Your objective: Extract, from the records beneath this instruction, each line that contains the word "Please".

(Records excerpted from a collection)
PR #1097, opened 2024-04-06
30.0.50; [PATCH] * lisp/master.el (master-says): check nil parameter

dickmao:


dickmao:
Hi,

The `(master-says)' will trigger an unexpected error message with follow code:

(require 'master)
(master-says)

> Wrong type argument: stringp, nil

The patch tries checking the nil parameter before calling `get-buffer'
to avoid the unexpected err message.

Please help check it. Thanks.

Best regards
Lin

dickmao:
> From: Lin Sun <sunlin7.mail@gmail.com>
> Date: Sat, 6 Apr 2024 00:05:29 +0000
> 
> The `(master-says)' will trigger an unexpected error message with follow code:
> 
> (require 'master)
> (master-says)
> 
> > Wrong type argument: stringp, nil
> 
> The patch tries checking the nil parameter before calling `get-buffer'
> to avoid the unexpected err message.

Thanks, but "Slave buffer has disappeared" doesn't sound like a good
error message when master-of is nil, does it?

dickmao:
> From: Lin Sun <sunlin7.mail@gmail.com>
> Date: Sat, 6 Apr 2024 15:25:35 +0000
> Cc: 70230@debbugs.gnu.org
> 
> On Sat, Apr 6, 2024 at 8:06 AM Eli Zaretskii <eliz@gnu.org> wrote:
> > Thanks, but "Slave buffer has disappeared" doesn't sound like a good
> > error message when master-of is nil, does it?
> Totally, the message will confuse the user. I modified the patch and
> it checks the parameter `master-of' and gives a message "Slave buffer
> does not exist" when it's nil.

I think "Slave buffer does not exist" is not the best message, since
the slave master is simply undefined in that case.  A better message
would be something like "Current buffer is not a master of any other
buffer".

dickmao:
Hi Eli,

On Sat, Apr 6, 2024 at 8:06 AM Eli Zaretskii <eliz@gnu.org> wrote:
> Thanks, but "Slave buffer has disappeared" doesn't sound like a good
> error message when master-of is nil, does it?
Totally, the message will confuse the user. I modified the patch and
it checks the parameter `master-of' and gives a message "Slave buffer
does not exist" when it's nil.

Please help review again. Thanks.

Written solution:
Please help check it. Thanks.
Please help review again. Thanks.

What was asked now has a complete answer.